The second issue is that your message is less than 16 characters long. For a block with 32 roots, up to 16 of the 255 bytes can be corrupted entirely and the message can still be recovered. By removing the last 32 bytes of the message and replacing them with 0, it would seem that decode should indeed error out, since 32 is more than the allowable 16.

Instead, decode succeeds but gives you back a payload of all 0s. That's because the block you gave to decode is actually less than 16 bytes away from the valid, all-0s block, and with the bytes repaired, it seems to be a successful decode from Reed-Solomon's point of view.

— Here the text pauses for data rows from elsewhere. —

PR #33394, opened 2015-11-26
Bug 1228352 - [Messages] Reduce the flickering happening in activitie…

julienw:
…s, and streamline animations r=azasypkin

### DIFF
--- a/apps/sms/views/shared/js/navigation.js
+++ b/apps/sms/views/shared/js/navigation.js
@@ -491,7 +491,7 @@ function executeNavigationStep(stepName) {
 }
 
 /**
- * Used in `waitForSlideAnimation` to help solving race conditions.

Unfortunately, with enough bytes replaced, this can happen. I have tried to make a note of this in the comments in correct.h:

In most cases, if the block is too corrupted, this function will return -1 and not perform decoding. It is possible but unlikely that the payload written to msg will contain errors when this function returns a positive value.

It seems you hit one of these unfortunate but possible cases. If you want to reduce the likelihood that this can happen, you may want to add a CRC32 checksum to your message. Reed-Solomon can reject some message failures but not as well a good checksum can.